- _Entries shown_:
──────
PR #701, opened 2017-01-16
docs: Reverse engineering for Alarms, Pathfinding, Stats & more

heinezen:
More docs revealing some of the mysteries of Age of Empires II.

**Where does this information come from?**
From various sources on the internet and/or books and post mortems from developers. I provided links in the files, so everyone should be able to verify the info (and maybe add things that I missed).

**What do these docs cover?**

Alarm sounds:
- Differences in the 4 different "You are being attacked!" alerts and when they are played
- Battle sizes and alarm sounds
- Cooldown for alarms/alerts

Town Bell:
- Range
- Distribution of villagers algorithms

Waypoints:
- How they work
- Limits

Pathfinding:
- Short description of the three pathfinding algorithms and their underlying mechanics

Villagers:
- Build speed + Formula
- Switching tasks and losing resources
- Wolves and villagers (mostly focussed on balancing)

Unit stats:
Snapshot of available units and their stats from AoK, AoC, FE and African Kingdoms


doc/reverse_engineering/pathfinding.md
```diff
@@ -0,0 +1,39 @@
...
+
+```
+...............      ...............      ...............      ...............
+...............      ...............      ...............      ....XX.XXXXX...
+......T........ ---> ......T........ ---> ....XXTXXXXX... ---> ....XXTXXXXX...
+............... ---> ....XX.XXXXX... ---> ....XX.XXXXX... ---> ...............
+....XXXXXXX....      ....XX.XXXXX...      ...............      ...............
+....XXXXXXX....      ...............      ...............      ...............
+```
+Units will split up their formation if they encounter an obsruction such as a tree.
```
TheJJ: typo: `obsruction`

doc/reverse_engineering/pathfinding.md
```diff
@@ -0,0 +1,39 @@
...
+
+```
+..............      ..............      ..............      ..............
+..............      ..............      ..............      ....X....X....
+....YYYYYY.... ---> ....YYYYYY.... ---> ....YYYYYY.... ---> ...XYYYYYYX...
+.............. ---> ....XXXXXX.... ---> ...XXXXXXXX... ---> ...XXXXXXXX...
+....XXXXXX....      ....XXXXXX....      ....XX..XX....      ..............
+....XXXXXX....      ..............      ..............      ..............
+```
+When troops encounter an enemy formation they will try to go around to engabe in combat. Though if units get killed and create a gap, the pathfinder has some difficulties to distribute units efficiently.
```
TheJJ: typo: `engabe`

doc/reverse_engineering/pathfinding.md
```diff
@@ -0,0 +1,39 @@
...
+
+and *Ensemble Studios Official Strategies & Secrets to Microsoft's Age of Empires II: The Age of Kings*, Bruce Shelly, 1999, published by Sybex Inc.
+
+## Algorithms
+
+Age of Empires 2 uses three different algorithms for pathfinding plus two obstruction systems.
+
+The first (high-level-)pathfinder is meant for long distances and uses mip-mapping to create a general route across the map. Criteria for the mip-map subdivision is *passibility*. It ignores moving objects, e.g. units or wildlife, though it takes "static" object like buildings into account. Whenever a building is constructed the pathfinder gets notified and updates the corresponding mip-map chains.
+
+The other two pathfinders are for short and medium distances. One uses tile-based pathfinding while the other one is a polygonal pathfinder that dynamically generates convex hulls. These are used in combat situations or when units cross paths.
```
TheJJ: Do you have more information about the inner workings of all three algorithms?

doc/reverse_engineering/attacking_alarm.md
```diff
@@ -0,0 +1,33 @@
...
+    50313.wav  (Horn + monk) One of your units is being converted
+    50315.wav  (Horn) Your military units are attacked
+    50316.wav  (Bell) A villager or building of yours is attacked
+    50366.wav  (Horn + wolf) Wild animal attacks your units (not played for boar)
+
+All the alarms only trigger if you are attacked and not if you kill enemy units that have not hit you yet.
+
+## Battles
+
+There is only one alarm played per "battle". Battles start when the player is attacked, i.e. when the alarm sound plays. Their size is always 20x20 tiles with the center being at the place where the players' units where attacked first (i.e. a 10 tile radius). Units fighting in this area can not trigger more alarms until they either leave the battle field (they would have to move outside of the 20x20 area) or the battle is over (see **Cooldown**).
```
TheJJ: `where the players' units were attacked first` <- typo in where

doc/reverse_engineering/switching_villager_tasks.md
```diff
@@ -0,0 +1,19 @@
...
+
+AoE 2 : HD Edition further removed some instances where a player would lose resources. Now resources are only lost if the villager gets assigned to a resource that is different from what they are carrying. Food that was gathered in the role of a "shepard" will therefore carry over if the new role is "hunter", "gatherer" or "farmer".
+
+Looking at the first entry from **Weird AoE2 Quirks** it can be assumed that the HD Edition probably uses a dirty workaround to prevent the player from losing resources. The food is most likely put into the newly assigned sheep/boar/deer and then immediatly "collected" again.
+
+## Automatic Drop-off
+
+In addition to the manual method, workers will automatically drop off **any** resource they are carrying to the player's stockpile, if they constructed a gathering site. The type of gathering site does not matter. For example, villagers will drop off food at a mining camp, if they helped finishing the building. The same happens when they build a farm.
```
TheJJ: whoa. are you sure? i never noticed my villagers ever dropped wood at a mining camp.

doc/reverse_engineering/pathfinding.md
heinezen: Well most of the things you see here is stuff confirmed by developers. I did try to rev eng more: For example, I tried to find out when exactly they switch from the high-level to the low-level pathfinder. But there are so many variables that have an influence. Formation, distance to the goal, the obstruction type, etc... Ensemble definitely put a lot of work into this. I think with a lot more time I can figure out the polygonal and tile-based pathfinders but this requires extensive testing.

I added some further reading in pathfinding.md for anyone interested (in german though).

doc/reverse_engineering/attacking_alarm.md
heinezen: Fixed them all ;-)

doc/reverse_engineering/switching_villager_tasks.md
heinezen: Yes, I didn't know that either. Spirit tested it for AoE2:HD but it's also in AoC 1.0c. In AoK builders couldn't carry resources.

I modified the text because one could misunderstand this as "When they construct it they can now use it as a drop off point for any resource indefinitely". This only happens *after* they finished the site. Spirit explains this [here](https://youtu.be/FK__AnTL400?t=2m51s)

MaanooAk:
- The whole "automatic drop-off" thing makes no sense, shouldn't we consider it a bug?
- It would be nice to have all these stats in a more generic format (like csv, json or in the form you found them) in order to convert them into nyan at some point.

heinezen:
No it makes complete sense in AoE logic. Think of this situation:

1. Players pulls 3 villagers (role: lumberjacks) from forest. 
2. Makes the 3 (new role: builder) build a mining cam. Remember: Builders can hold resources since AoC
3. Villagers finish the mining camp and automatically start gold mining (new role: gold miner).

If this automatic drop off wouldn't be there, all three villagers would lose their wood because they switched roles. Gold miners cant hold anything except gold. 

I think this feature is very intentional and not a bug. The whole pupose of "builders can carry resources" is defeated, if players would lose the resources anyway by building a gathering site.

MaanooAk:
@heinezen Sure, but I was talking about the part where the villagers drop the **wood** into the **mining camp**.

> [...] all three villagers would lose their wood because they switched roles.

Why not? If you take a lumberjack and make him a miner he loses the wood, why make an exception?

heinezen:
Again, they do that only once and only in *one* specific edge case scenario. This had to be put into the game with thought. *It is not a bug*. It is there to reduce micro management

Let me guide you through the (possible) thought process of the developers:

"OK. So for AoC we want to reduce MicroManagement so that players have more fun."
"Ah yes. So how do we do that?"
"Let's let builders carry resources, so players dont have to send working villagers to their gathering site every time."
"Great. That has always been a tedious task."

Then there they did playtesting and probably observed from the recordings that players were still microing because:
- they lost resources when they built a gathering site (builders would switch roles and then lose resources)
- gathering sites are buildings you construct very often
- therefore players would still micro because they didn't want to lose resources

And then they put this behavior into the game because it
- doesn't change the balance of the game very much (it's usually 20-30 resources)
- removes the "I have to wait 1 sec in this intense game to micro them back to a gathering site"-moments
- works with the weird AoK logic where villagers lose resources when they switch roles
- helps new players that just want to play the game by not making their precious resources vanish

heinezen:
Maybe so. else can do some funky stuff with the .csv files. However, I'm done here. You can pull if you want.

PR #706, opened 2017-01-17
force colored cmake output in kevin builds

zuntrax:
SFTtech/kevin#14. For the time being, this should be an acceptable workaround.


TheJJ:
Indeed, and it is still equally readable in firefox if one doesn't use `curl` for viewing.

PR #718, opened 2017-01-23
Update unit.py

yvan-burrie:
Added clarifications and filled unknowns, only by comments.


TheJJ:
It's ok to also rename and update the variables directly :)
The build will fail if you rename an exported value that is used in the code.

You can use `curl -N build-details-link` on your terminal to see the build output.

Thanks for the updates though, I think our dat file can never be complete enough, so keep going!

TheJJ:
I'm integrating this in #723 because it will require a data reconversion anyway.

TheJJ:
Done.

Issue #691, opened 2017-01-10
Multiple searchpaths for assets and configuration


TheJJ:
Currently, we only focus on the in-devtree-version. But the `make install`'d version should catch up and also support the appropriate search paths:

Dev-mode detection currently works by the ability to `import devmode`, because `devmode.py` is not installed and thereby the import will fail.

Search paths:
* if in devmode, only(?): `$repo/`
* `~/.local/share/openage/` / `~/.config/openage/`
* `/usr/share/openage/` / `/etc/openage/`

And of course the matching parts on windows/macOS/whatever.
Basically, we will adhere to http://standards.freedesktop.org/basedir-spec/basedir-spec-latest.html

The order depends on the data type to be located:

* config files are loaded global first, then user, ...: values get overidden and specialized then
* assets are searched local first, so that the most-custom-asset wins

This is also a step towards our modding API.
Assets can either be in `.tar.*` archives or extracted folders in the search paths. The mounting of archives is done transparently by #630.

As a first step, I'd suggest you install the game with `make install`, then **leave the repo folder** and try to run it with `python3 -m openage`. You should of course package the game to avoid filesystem clutter.

* [ ] searchpaths
* [ ] global launcher (something like `/usr/bin/openage`) #709

Fixes #610
Depends on #630
Will help #667
Will be used by #632 later
Fixes #709

TheJJ:
Done via #723

Issue #630, opened 2016-10-07
Filesystem abstraction C++ interface


TheJJ:
We have a cool filesystem abstraction in Python (`openage/util/fslike/`) which we also need to access from C++.

We wanna reuse the same code currently used in the convert script input file location.

After you [created a C++ interface](https://github.com/SFTtech/openage/blob/master/doc/code/pyinterface.md) for the `openage.util.fslike` with Cython, we will use it for searching for assets and configs in `/usr/share/openage`, your home folder, additional environment variables and so on.

This basically is the foundation for having multiple data sources spread accross your filesystem.

TheJJ:
Done in #723

TheJJ:
Done.

PR #723, opened 2017-01-26
Installation improvements

### LINKED ISSUE #431: Write slp parser in cython
To enhance the code optimizations, the SLP reader in `openage/convert/slp.py` should be written in cython. Currently, this is the bottleneck for the asset conversion.

And if that's too slow as well, we can think about using C++ for it...

### LINKED ISSUE #690: Normalize install prefixes in cmake
Please normalize the paths that are shown after the buildsystem configuration step:

observed:
```
   install prefix | /usr/local/../asdf/../test
py install prefix | /usr/lib/python-exec/python3.5/../../../lib64/python3.5/site-packages
```

expected:
```
   install prefix | /usr/test
py install prefix | /usr/lib64/python3.5/site-packages
```

### LINKED ISSUE #708: blacklist pythontex in the buildsystem
Pythontex is some kind of a python interpreter bundled with texlive. CMake finds it, but it's not suitable for what we are doing (obviously). We should blacklist it to get rid of clutter in the configure output. Also the "dropping invalid python interpreter" message (for the remaining possible cases) should not be a warning, but a normal message without modifiers.

<details>
<summary>Configure output</summary>
<pre>
[...]
Testing /usr/bin/python3
Testing /usr/bin/python3.6
Testing /usr/bin/python2.7
Testing /usr/bin/python3.6m
Testing /usr/share/texmf-dist/scripts/pythontex/pythontex.py
usage: pythontex.py [-h] [--version] [--encoding ENCODING]
                    [--error-exit-code {true,false}] [--runall [{true,false}]
                    | --rerun {never,modified,errors,warnings,always}]
                    [--hashdependencies [{true,false}]] [-j N] [-v]
                    [--interpreter INTERPRETER]
                    [--debug [<family>:<session>:<restart>] | --interactive
                    [<family>:<session>:<restart>]]
                    TEXNAME
pythontex.py: error: unrecognized arguments: -c
CMake Warning at buildsystem/modules/FindPython.cmake:149 (message):
  Dropping invalid python interpreter
  '/usr/share/texmf-dist/scripts/pythontex/pythontex.py'
  buildsystem/HandlePythonOptions.cmake:6 (find_package)
  CMakeLists.txt:69 (include)
[...]
</pre>
</details>

### LINKED ISSUE #709: Install global game binary
Currently, we don't install a game binary to e.g. `/usr/bin/openage`.
The only thing that complicates this is that we launch it from python, and installing some hacky bash script sucks.
Gentoo solves this with [`python-exec`](https://wiki.gentoo.org/wiki/Project:Python/python-exec), but we have to provide something similar for other distros.

The easiest way will probably be to just install the `run.py` script or the cythonized `run` executable.

The problem that needs to be solved is how we install that binary to the "correct" path without `distutils`, as we use `CMake` instead of `distutils` for compiling and installing the code.

In a nutshell:

* [x] Extend the buildsystem to figure out the distutils-equivalent install path (we can already do that for the openage python module itself)
* [x] modify `make install` to install the `run.py` as openage launcher script

TheJJ:
* [X] normalize python prefix (fixes #690)
* [X] install game launcher (fixes #709)
* [X] blacklist `pythontex.py` (fixes #708)
* [X] cache locating python and python modules
* [X] ninja build system support
* [X] enable repo assets directory depending on `devmode`
* [X] union-mount all possible asset search paths (`/usr/share`, `/home`, `--assets`, ...)
* [X] modernized file reading
  * use `std::istream`, `std::getline` etc
* [x] filesystem abstraction c++ interface (#630)
  * [X] abstraction layer through python
  * [x] abstraction layer through c++ stdlib
  * [x] filelike support through python
    * [X] reading
    * [x] writing
  * [x] filelike support through c++ stdlib
    * [x] reading
    * [x] writing
  * [x] wrapping the C++ api for python
    * the c++ objects can be passed again to python
    * filesystemlike and filelike api must be wrapped in the other direction again
* [x] integrate `util::Path` all over the codebase
  * [x] reading QML files and watch root dir
  * [x] improve docx reading
  * [x] audio manager
  * [x] asset manager
    * texture loading
    * sound loading
* [x] generic `.call()` method for python objects
* [x] random fixes and improvements
* [x] integration of #718 because this pullrequests requires a reconversion anyways
* [x] visgrep interface cutter optimizations (faster by factor ~50)
* [x] slp parser optimizations (faster by factor ~40) (fixes #431)
* [x] virtual file reading for audio system
* [x] cvar default loading

works towards #691


libopenage/util/csv.h
```diff
@@ -0,0 +1,160 @@
...
+		std::vector<std::string> lines = file_map->at(fname);
+
+		for (auto &line : lines) {
+			line_count += 1;
+
+			// create writable copy, for tokenisation
+			if (unlikely(strbuf.size() <= line.size())) {
+				strbuf.resize(line.size() + 1);
+			}
+			memcpy(strbuf.data(), line.c_str(), line.size() + 1);
```
Tomatower: Why memcpy here?

std::copy(line.c_str(), line.c_str()+line.size(), std::back_inserter(strbuf));

libopenage/util/csv.h
```diff
@@ -0,0 +1,160 @@
...
+			// ignore comments and empty lines
+			if (line.empty() || line[0] == '#') {
+				continue;
+			}
+
+			// create writable copy, for tokenisation
+			if (unlikely(strbuf.size() <= line.size())) {
+				strbuf.resize(line.size() + 1);
+			}
+			memcpy(strbuf.data(), line.c_str(), line.size() + 1);
```
Tomatower: memcpy?

libopenage/util/csv.h
```diff
@@ -0,0 +1,160 @@
...
+			line_count += 1;
+
+			// create writable copy, for tokenisation
+			if (unlikely(strbuf.size() <= line.size())) {
+				strbuf.resize(line.size() + 1);
+			}
+			memcpy(strbuf.data(), line.c_str(), line.size() + 1);
+
+			// use the line copy to fill the current line struct.
+			int error_column = current_line_data.fill(strbuf.data());
```
Tomatower: Actually - Why not give the line.data() directly into the fill() method?

libopenage/util/csv.h
```diff
@@ -0,0 +1,160 @@
...
+			}
+
+			// create writable copy, for tokenisation
+			if (unlikely(strbuf.size() <= line.size())) {
+				strbuf.resize(line.size() + 1);
+			}
+			memcpy(strbuf.data(), line.c_str(), line.size() + 1);
+
+			// use the line copy to fill the current line struct.
+			int error_column = current_line_data.fill(strbuf.data());
```
Tomatower: same here - use line.data() or

libopenage/util/csv.h
TheJJ: because the fill method will modify the data, and i think that line.c_str() is const.

TheJJ:
I'll clean the whole csv reading up, it's really a mess...

libopenage/util/csv.h
Tomatower: Why does the fill method modify the data? strbuf is rewritten for every line

TheJJ: It was based on `strtok` once, not sure if it still does.

Tomatower: Ah now I see what you mean... It is finally consumed [here](https://github.com/SFTtech/openage/blob/master/libopenage/util/strings.cpp#L90) - and there write access is required - which is still not completely broken - if the string is not modified in length one can use ```&line[0]````- and continue to avoid any copy

jonaspm:
Hello everyone, I am liking this project but... why use docx instead of a more documented and libre option as .odt?

thanks in advance.

elnabo:
If I remember correctly the .docx files are in fact csv files.

ChipmunkV:
@jamesmcm, in other words: it's not *that* docx.

TheJJ:
This file suffix is purely a troll, in fact the files are just plain text. We wanted to use them as as "temporary solution" until we have [nyan](https://github.com/SFTtech/nyan), but this turned out to be way more complicated, so we still have them as of today, but they _will_ go away at least after my master thesis about nyan. :stuck_out_tongue:

TheJJ:
I'm finally done here. Massive overhaul n stuff, let's see how it works out. Please test and break it, especially the path system.

openage/convert/game_versions.py
```diff
@@ -19,32 +19,45 @@ class GameVersion(enum.Enum):
...
-        "African Kingdoms",
+    age2_hd_ak = (
+        "AOE2 HD African Kingdoms",
         True,
         {'AoK HD.exe', 'resources/_common/dat/empires2_x2_p1.dat',
          'resources/_packages/african-kingdoms/config.json'},
     )
+    # HD Edition v5.1+ with Rise of Rayas
+    age2_hd_rayas = (
+        "AOE2 HD Rise of Rayas (Version 5.x)",
```
goto-bus-stop: Nit: s/Rayas/Rajas

goto-bus-stop:
Convert stuff looks correct to me so far, I'll try a few versions in a minute.

TheJJ:
Hm damn I'm encountering some issues when I do:
```
./configure --mode=debug --prefix=/usr/games --raw-cmake-args -DPYTHON=/usr/bin/python3.6
make install DESTDIR=/tmp/oatest
LD_LIBRARY_PATH=/tmp/oatest/usr/games/lib64/ PYTHONPATH=/tmp/oatest/usr/lib64/python3.6/site-packages python3.6 ./openage game --asset-dir /tmp/oatest/usr/games/share/openage/
```

Then the global asset path isn't resolved correctly. Should not be hard to fix, let's see...

openage/__main__.py
```diff
@@ -103,10 +102,17 @@ def main(argv=None):
...
+    try:
+        from . import config
+
+        if args.no_devmode:
+            config.DEVMODE = False
+        if args.devmode:
+            config.DEVMODE = True
+    except ImportError:
+        if args.no_devmode or args.devmode:
+            print("code was not yet generated, "
```
elnabo: This line looks weird, shouldn't the comma be out of the first string ?

TheJJ: dunno, how'd you write it? :)

TheJJ:
I think it works now. Packagers, please test if this branch is packageable and works when installed. It should generate assets then and everything just work as you would think it should.

openage/__main__.py
elnabo: Well why not just ` print("code was not yet generated, ignoring devmode activation request")`
It should still be under the 100 char limit.

TheJJ: Mainly because my editor window is not that wide, it ends at ~75 somewhere, so I try to break lines visually. It's 84 now, I changed it.

elnabo: I didn't knew this syntax existed for string concatenation existed in python, still stuck in 2.7.

TheJJ: It's like the compiletime string constant concat in C, very handy.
──────
- _Assignment_:
Search the data above for the word "abstraction", then gather each line in which it appears.

- _Answer below_:
Filesystem abstraction C++ interface
We have a cool filesystem abstraction in Python (`openage/util/fslike/`) which we also need to access from C++.
* [x] filesystem abstraction c++ interface (#630)
  * [X] abstraction layer through python
  * [x] abstraction layer through c++ stdlib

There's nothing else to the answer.